**Exercise objective**: Two lines in the data below mark the range: the one with "the whole time." and the one with "fallback to fire.". Return both, along with every line between them, exactly.

== Segment start ==

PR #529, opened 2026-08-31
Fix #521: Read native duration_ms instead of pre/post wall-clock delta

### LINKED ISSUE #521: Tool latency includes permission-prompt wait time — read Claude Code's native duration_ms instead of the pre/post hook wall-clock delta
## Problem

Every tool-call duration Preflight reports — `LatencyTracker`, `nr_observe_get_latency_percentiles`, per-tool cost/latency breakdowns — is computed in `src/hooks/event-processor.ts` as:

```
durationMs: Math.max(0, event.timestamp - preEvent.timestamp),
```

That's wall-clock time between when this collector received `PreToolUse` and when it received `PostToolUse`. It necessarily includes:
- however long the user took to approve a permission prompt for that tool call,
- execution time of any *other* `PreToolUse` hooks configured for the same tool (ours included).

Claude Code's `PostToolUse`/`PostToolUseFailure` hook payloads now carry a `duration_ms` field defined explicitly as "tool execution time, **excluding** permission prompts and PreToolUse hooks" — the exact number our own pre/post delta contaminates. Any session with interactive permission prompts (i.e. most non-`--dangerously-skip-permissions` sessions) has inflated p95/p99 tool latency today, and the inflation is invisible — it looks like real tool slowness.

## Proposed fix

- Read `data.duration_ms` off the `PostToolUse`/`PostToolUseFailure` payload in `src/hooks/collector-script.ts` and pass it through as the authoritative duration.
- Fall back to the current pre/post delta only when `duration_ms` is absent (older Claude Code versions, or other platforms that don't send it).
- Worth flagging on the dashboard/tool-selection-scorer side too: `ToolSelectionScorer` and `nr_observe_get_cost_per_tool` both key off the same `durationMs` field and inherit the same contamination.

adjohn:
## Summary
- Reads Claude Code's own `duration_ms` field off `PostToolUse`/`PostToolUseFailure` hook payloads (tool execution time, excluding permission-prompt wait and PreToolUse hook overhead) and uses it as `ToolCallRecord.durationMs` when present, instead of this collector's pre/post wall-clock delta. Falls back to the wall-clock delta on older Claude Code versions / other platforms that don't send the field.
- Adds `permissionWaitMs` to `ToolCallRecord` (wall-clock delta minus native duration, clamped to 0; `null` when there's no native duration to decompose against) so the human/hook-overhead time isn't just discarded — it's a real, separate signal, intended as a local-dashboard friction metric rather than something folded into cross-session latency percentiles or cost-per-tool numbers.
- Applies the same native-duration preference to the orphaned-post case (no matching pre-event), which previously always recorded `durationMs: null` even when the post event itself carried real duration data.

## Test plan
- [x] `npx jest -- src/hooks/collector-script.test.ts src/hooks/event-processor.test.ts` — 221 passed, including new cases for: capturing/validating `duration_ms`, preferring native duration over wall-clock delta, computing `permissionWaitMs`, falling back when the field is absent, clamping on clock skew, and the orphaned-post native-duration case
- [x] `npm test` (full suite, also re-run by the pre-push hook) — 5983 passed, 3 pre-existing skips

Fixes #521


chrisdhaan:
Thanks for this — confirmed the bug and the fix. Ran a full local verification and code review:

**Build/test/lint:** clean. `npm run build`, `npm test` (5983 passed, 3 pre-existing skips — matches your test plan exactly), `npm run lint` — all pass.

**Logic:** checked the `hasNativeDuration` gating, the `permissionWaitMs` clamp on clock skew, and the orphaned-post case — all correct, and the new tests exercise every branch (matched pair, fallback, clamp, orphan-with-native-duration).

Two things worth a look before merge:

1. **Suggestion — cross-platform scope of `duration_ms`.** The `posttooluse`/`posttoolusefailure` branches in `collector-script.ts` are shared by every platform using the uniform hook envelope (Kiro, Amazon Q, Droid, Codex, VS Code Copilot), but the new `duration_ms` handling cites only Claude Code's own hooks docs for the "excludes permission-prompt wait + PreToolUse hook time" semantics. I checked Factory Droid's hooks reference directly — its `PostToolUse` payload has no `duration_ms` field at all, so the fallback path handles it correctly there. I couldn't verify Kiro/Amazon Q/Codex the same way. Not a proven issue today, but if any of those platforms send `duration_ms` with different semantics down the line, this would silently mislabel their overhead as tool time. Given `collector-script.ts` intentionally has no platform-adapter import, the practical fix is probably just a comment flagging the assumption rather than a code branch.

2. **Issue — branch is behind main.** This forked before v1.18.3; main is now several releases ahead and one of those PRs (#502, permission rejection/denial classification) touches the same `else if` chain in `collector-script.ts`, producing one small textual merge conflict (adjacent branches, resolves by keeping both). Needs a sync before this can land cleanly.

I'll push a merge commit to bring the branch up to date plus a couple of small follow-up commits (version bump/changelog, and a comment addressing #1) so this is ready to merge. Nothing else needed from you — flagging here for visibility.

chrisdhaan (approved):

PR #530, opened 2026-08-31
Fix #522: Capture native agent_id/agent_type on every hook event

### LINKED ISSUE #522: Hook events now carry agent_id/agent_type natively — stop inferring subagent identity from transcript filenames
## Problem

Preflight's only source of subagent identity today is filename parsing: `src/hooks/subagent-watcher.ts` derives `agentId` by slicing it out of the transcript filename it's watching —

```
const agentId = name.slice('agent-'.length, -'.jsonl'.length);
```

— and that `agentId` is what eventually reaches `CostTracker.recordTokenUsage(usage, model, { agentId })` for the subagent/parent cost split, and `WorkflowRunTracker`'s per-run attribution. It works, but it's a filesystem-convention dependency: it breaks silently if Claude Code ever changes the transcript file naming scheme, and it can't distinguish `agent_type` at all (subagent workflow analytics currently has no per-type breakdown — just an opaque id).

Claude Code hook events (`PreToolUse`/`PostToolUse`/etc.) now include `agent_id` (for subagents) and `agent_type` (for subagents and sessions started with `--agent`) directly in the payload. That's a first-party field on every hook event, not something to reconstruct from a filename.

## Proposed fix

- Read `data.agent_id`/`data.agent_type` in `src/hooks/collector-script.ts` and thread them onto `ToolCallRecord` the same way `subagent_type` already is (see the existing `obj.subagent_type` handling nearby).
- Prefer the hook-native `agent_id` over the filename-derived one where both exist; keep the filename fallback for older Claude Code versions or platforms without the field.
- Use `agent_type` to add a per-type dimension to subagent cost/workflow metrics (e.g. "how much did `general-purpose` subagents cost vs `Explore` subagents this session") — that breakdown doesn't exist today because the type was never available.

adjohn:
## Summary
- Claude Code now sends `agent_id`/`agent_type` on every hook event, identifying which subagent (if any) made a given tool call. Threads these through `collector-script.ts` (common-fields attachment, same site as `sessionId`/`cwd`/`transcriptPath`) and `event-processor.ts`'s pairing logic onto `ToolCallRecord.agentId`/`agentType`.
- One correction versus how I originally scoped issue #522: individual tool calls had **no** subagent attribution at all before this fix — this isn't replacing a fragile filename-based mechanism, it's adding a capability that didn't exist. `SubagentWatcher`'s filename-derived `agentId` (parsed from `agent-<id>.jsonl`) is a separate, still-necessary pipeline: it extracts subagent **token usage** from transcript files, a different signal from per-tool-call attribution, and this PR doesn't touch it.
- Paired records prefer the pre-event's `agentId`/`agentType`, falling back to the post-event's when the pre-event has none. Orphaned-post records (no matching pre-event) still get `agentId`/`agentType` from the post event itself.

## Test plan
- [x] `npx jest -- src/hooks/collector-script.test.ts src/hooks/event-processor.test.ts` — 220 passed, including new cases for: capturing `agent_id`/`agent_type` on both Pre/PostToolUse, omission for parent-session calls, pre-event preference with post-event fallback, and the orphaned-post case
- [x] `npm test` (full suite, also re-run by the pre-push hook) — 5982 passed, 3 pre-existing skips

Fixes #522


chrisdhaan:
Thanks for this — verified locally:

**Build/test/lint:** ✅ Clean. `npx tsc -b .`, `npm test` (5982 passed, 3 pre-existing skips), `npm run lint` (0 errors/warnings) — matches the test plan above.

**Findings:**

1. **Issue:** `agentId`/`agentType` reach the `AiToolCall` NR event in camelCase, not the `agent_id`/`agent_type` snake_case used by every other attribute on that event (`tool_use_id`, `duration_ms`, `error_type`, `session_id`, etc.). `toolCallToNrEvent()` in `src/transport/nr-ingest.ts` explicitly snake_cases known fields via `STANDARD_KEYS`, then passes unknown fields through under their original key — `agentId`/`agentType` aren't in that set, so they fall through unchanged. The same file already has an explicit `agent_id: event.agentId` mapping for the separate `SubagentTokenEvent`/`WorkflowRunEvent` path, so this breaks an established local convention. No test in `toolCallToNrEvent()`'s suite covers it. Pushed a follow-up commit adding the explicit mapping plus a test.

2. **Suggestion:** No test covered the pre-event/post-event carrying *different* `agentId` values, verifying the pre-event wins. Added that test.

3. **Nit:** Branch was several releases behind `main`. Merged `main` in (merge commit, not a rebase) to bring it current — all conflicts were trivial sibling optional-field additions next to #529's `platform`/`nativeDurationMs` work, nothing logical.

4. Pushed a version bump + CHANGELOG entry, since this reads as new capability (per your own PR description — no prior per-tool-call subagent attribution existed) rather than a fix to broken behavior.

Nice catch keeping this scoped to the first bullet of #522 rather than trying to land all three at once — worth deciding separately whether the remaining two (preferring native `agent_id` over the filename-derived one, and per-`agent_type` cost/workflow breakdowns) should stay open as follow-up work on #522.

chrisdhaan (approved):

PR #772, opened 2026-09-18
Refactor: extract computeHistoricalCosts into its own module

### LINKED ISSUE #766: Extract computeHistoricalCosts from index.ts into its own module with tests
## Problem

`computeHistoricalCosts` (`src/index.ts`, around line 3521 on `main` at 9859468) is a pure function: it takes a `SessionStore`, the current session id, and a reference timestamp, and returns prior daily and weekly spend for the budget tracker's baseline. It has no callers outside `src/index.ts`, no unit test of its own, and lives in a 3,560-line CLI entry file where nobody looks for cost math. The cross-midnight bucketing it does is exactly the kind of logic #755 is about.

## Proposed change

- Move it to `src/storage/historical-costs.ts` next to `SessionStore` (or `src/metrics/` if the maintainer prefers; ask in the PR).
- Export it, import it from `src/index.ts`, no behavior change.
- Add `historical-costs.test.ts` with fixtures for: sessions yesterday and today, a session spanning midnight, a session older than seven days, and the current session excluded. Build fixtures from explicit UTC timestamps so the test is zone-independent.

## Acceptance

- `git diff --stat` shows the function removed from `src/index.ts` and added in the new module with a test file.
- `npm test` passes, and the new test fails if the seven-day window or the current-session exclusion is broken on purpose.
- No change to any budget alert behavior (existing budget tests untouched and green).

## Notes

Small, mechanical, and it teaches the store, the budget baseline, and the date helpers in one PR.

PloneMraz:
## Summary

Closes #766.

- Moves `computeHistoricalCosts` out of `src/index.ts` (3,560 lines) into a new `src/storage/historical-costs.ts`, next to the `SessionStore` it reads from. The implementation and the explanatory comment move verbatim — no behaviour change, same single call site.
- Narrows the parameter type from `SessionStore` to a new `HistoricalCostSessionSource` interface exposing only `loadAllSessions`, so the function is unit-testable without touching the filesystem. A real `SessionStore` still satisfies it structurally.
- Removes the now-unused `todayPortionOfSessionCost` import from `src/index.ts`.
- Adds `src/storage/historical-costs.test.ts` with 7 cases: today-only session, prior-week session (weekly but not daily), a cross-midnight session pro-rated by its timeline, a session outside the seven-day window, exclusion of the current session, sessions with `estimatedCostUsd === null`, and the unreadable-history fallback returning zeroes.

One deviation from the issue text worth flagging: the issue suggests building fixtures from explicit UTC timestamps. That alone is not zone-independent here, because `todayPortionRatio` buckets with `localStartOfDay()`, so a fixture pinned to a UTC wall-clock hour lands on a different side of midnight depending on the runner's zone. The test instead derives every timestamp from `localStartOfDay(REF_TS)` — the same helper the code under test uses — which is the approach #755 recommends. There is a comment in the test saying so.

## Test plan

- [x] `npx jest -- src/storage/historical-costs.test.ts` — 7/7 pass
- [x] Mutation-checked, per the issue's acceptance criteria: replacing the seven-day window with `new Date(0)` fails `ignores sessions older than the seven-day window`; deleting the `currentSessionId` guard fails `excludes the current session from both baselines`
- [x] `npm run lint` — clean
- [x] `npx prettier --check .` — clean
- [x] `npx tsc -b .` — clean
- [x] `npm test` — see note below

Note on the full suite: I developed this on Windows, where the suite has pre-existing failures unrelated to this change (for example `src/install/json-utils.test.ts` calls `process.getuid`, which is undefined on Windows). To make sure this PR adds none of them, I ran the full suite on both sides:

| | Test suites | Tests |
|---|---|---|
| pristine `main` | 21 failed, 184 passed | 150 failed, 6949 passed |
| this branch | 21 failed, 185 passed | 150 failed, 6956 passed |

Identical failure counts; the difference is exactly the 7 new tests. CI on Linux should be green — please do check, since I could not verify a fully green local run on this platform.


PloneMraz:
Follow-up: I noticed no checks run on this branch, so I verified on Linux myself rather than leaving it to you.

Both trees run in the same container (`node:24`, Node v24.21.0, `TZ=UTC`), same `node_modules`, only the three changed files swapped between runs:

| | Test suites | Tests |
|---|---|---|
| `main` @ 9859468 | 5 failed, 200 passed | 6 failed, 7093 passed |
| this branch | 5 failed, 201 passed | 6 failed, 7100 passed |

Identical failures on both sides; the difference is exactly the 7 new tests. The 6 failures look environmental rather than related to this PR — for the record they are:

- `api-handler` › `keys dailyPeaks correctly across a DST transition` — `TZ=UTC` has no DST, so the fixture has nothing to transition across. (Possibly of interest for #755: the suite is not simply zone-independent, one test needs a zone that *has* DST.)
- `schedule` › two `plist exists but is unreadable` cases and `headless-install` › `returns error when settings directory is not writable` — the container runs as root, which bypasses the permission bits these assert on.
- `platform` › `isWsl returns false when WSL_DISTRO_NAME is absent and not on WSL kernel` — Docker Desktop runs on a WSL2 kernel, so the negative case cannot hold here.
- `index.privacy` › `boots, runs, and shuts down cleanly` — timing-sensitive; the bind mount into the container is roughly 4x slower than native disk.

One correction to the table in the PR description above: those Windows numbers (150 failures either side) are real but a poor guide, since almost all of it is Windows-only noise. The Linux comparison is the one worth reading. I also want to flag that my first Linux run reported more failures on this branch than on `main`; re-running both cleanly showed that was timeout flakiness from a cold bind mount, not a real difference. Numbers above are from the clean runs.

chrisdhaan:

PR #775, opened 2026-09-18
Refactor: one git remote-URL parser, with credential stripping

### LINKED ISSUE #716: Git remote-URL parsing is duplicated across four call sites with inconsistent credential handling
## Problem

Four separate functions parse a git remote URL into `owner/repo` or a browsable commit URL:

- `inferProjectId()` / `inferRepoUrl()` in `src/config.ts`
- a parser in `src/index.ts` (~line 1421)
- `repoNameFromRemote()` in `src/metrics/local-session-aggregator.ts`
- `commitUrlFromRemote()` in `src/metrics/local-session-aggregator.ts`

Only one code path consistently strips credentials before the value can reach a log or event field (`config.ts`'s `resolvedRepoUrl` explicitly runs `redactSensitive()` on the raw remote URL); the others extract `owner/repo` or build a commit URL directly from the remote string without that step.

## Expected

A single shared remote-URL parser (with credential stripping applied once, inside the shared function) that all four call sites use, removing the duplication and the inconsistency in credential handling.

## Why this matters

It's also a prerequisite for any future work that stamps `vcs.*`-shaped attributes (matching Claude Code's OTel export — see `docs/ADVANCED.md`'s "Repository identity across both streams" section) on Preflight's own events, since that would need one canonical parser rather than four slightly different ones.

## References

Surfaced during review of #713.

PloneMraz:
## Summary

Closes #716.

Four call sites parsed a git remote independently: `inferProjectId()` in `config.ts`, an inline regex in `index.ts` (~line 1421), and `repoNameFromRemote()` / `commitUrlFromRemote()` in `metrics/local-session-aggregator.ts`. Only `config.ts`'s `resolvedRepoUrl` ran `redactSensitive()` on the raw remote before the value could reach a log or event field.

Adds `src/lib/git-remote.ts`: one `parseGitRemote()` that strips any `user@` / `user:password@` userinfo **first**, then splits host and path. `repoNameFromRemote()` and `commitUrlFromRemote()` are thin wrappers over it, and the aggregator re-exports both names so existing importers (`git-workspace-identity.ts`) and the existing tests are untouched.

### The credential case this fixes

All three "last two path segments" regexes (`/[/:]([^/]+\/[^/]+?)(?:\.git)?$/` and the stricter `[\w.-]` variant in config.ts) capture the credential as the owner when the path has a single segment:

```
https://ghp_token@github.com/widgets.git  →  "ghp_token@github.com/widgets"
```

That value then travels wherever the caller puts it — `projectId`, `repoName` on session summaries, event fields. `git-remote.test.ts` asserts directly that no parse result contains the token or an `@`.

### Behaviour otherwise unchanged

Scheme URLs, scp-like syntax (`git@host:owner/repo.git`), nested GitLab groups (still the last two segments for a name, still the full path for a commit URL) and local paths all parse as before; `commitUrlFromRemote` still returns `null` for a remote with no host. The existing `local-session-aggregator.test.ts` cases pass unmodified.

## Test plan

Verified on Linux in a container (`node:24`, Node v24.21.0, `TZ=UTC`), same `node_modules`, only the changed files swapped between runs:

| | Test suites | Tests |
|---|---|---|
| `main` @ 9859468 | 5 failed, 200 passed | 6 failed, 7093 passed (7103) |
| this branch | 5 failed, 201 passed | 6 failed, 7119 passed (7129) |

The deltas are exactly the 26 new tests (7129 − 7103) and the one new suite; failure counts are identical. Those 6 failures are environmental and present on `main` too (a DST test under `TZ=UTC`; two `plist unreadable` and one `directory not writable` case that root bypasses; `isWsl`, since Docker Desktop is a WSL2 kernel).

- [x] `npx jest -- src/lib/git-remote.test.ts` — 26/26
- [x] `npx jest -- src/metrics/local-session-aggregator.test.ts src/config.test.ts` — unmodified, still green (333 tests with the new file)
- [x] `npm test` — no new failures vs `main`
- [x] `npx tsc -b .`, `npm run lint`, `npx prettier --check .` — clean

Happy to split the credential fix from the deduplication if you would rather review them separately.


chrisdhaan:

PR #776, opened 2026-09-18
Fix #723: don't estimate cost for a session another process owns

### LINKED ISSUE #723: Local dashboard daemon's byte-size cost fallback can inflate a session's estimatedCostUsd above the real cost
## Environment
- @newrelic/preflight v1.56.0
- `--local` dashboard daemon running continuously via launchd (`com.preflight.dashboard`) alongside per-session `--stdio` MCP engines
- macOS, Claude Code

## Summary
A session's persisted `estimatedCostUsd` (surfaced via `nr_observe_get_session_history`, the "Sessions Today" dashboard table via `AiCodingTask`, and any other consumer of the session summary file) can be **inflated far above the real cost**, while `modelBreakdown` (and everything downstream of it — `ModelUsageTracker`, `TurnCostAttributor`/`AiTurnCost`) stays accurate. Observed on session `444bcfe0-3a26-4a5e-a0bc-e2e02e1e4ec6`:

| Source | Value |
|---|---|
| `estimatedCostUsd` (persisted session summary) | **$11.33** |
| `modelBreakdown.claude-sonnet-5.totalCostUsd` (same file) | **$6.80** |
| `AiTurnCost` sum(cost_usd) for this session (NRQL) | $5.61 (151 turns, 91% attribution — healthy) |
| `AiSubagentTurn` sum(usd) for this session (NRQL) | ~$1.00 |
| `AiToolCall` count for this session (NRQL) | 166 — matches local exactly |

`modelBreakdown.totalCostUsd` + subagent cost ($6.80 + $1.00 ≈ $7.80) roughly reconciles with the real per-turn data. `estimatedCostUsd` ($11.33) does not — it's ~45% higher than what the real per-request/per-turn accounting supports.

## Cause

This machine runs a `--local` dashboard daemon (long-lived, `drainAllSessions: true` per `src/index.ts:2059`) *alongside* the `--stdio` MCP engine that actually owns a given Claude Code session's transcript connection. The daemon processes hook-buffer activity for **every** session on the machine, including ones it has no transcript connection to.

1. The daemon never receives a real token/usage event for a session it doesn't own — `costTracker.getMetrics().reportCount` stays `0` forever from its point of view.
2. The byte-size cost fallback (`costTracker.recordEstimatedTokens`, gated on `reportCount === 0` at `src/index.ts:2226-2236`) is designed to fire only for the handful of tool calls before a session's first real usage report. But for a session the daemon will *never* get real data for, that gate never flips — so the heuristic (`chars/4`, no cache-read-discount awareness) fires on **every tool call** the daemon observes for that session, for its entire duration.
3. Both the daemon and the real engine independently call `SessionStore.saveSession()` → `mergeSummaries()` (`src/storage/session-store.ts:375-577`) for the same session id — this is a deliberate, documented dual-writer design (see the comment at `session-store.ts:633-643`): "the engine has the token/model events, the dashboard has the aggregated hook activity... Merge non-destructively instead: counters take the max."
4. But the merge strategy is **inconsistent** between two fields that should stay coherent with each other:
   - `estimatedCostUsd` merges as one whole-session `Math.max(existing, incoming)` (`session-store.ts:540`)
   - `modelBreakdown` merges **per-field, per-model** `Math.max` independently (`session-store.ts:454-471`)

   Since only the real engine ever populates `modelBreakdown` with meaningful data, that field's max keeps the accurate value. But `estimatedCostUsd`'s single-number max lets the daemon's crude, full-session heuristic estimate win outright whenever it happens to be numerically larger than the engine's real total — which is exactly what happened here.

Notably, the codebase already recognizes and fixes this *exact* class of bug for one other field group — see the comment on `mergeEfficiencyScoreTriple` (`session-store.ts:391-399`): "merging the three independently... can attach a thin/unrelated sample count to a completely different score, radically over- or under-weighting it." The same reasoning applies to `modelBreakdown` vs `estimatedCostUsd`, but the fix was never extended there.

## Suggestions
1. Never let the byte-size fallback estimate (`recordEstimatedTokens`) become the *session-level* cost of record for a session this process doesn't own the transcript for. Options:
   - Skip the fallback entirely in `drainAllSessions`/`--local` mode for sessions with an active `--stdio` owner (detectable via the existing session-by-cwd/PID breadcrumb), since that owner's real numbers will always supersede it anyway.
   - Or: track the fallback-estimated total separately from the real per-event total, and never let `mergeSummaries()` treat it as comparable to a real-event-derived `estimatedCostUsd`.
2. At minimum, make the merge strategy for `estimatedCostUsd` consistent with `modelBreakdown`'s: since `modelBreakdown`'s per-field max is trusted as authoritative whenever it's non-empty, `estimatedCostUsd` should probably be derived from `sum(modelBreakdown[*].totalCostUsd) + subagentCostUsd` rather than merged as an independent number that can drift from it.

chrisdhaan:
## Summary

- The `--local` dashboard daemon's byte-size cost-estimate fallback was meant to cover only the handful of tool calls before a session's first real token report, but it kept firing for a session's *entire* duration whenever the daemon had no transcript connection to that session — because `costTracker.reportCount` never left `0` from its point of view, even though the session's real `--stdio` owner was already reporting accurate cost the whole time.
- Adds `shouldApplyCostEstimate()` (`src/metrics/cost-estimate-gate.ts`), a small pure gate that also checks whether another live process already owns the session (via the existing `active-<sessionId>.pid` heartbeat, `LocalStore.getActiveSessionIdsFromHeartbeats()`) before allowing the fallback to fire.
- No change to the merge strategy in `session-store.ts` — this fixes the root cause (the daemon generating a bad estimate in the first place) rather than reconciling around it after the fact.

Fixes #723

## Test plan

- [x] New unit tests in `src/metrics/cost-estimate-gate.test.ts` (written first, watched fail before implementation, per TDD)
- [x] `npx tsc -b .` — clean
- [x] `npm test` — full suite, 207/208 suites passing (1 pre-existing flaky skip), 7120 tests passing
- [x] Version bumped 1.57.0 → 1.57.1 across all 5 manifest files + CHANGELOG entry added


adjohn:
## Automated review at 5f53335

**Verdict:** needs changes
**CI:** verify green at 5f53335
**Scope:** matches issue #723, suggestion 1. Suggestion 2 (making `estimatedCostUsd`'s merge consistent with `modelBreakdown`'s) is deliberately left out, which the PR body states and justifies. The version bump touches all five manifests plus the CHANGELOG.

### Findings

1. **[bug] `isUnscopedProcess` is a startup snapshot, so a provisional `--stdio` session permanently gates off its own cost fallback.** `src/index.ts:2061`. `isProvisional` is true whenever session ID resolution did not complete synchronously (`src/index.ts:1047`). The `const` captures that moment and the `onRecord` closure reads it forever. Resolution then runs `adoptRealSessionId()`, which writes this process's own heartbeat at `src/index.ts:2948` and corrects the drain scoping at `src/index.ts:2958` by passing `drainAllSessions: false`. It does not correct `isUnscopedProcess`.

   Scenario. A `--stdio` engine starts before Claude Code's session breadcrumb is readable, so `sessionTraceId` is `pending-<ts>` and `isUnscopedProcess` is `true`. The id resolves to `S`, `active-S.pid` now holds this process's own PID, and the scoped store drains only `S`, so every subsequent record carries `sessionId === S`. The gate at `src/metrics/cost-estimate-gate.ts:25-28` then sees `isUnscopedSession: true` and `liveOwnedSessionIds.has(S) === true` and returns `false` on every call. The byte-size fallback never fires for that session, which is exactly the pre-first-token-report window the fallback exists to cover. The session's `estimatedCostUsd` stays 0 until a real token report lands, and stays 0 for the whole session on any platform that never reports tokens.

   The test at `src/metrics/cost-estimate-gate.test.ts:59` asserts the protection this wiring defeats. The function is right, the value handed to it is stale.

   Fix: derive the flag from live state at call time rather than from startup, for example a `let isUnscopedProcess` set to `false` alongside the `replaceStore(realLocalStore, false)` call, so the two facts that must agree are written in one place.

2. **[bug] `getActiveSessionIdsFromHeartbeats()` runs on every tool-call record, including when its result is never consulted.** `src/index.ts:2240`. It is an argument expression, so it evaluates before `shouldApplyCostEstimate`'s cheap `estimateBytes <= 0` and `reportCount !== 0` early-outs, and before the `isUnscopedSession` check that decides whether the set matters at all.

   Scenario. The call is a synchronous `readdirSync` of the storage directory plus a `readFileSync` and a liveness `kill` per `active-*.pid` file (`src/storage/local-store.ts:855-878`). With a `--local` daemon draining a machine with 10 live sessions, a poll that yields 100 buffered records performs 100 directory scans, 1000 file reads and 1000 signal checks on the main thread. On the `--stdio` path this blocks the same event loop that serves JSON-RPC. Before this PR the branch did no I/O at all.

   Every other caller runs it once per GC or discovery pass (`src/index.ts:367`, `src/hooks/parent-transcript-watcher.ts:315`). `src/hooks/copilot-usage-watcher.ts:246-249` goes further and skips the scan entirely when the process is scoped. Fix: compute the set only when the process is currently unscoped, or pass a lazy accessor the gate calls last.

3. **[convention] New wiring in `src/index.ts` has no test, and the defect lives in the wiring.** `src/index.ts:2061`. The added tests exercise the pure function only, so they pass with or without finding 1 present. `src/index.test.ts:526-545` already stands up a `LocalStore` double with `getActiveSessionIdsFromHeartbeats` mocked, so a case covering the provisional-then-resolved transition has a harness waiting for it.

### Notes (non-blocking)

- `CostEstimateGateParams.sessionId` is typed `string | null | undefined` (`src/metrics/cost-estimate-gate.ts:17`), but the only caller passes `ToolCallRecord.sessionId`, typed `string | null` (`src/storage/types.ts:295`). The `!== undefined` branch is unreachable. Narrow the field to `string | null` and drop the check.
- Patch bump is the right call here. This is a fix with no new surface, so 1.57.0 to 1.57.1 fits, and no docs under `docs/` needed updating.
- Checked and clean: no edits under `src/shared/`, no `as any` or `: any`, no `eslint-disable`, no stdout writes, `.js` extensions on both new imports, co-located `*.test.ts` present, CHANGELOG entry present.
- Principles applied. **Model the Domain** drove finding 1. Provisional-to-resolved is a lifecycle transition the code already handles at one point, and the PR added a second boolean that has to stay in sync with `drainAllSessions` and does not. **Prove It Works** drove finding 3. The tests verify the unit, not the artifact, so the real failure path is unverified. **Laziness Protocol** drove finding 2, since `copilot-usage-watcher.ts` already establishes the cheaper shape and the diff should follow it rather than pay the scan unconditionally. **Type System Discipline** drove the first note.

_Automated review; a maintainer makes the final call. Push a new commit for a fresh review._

== Segment end ==

**Final answer**:
- The `--local` dashboard daemon's byte-size cost-estimate fallback was meant to cover only the handful of tool calls before a session's first real token report, but it kept firing for a session's *entire* duration whenever the daemon had no transcript connection to that session — because `costTracker.reportCount` never left `0` from its point of view, even though the session's real `--stdio` owner was already reporting accurate cost the whole time.
- Adds `shouldApplyCostEstimate()` (`src/metrics/cost-estimate-gate.ts`), a small pure gate that also checks whether another live process already owns the session (via the existing `active-<sessionId>.pid` heartbeat, `LocalStore.getActiveSessionIdsFromHeartbeats()`) before allowing the fallback to fire.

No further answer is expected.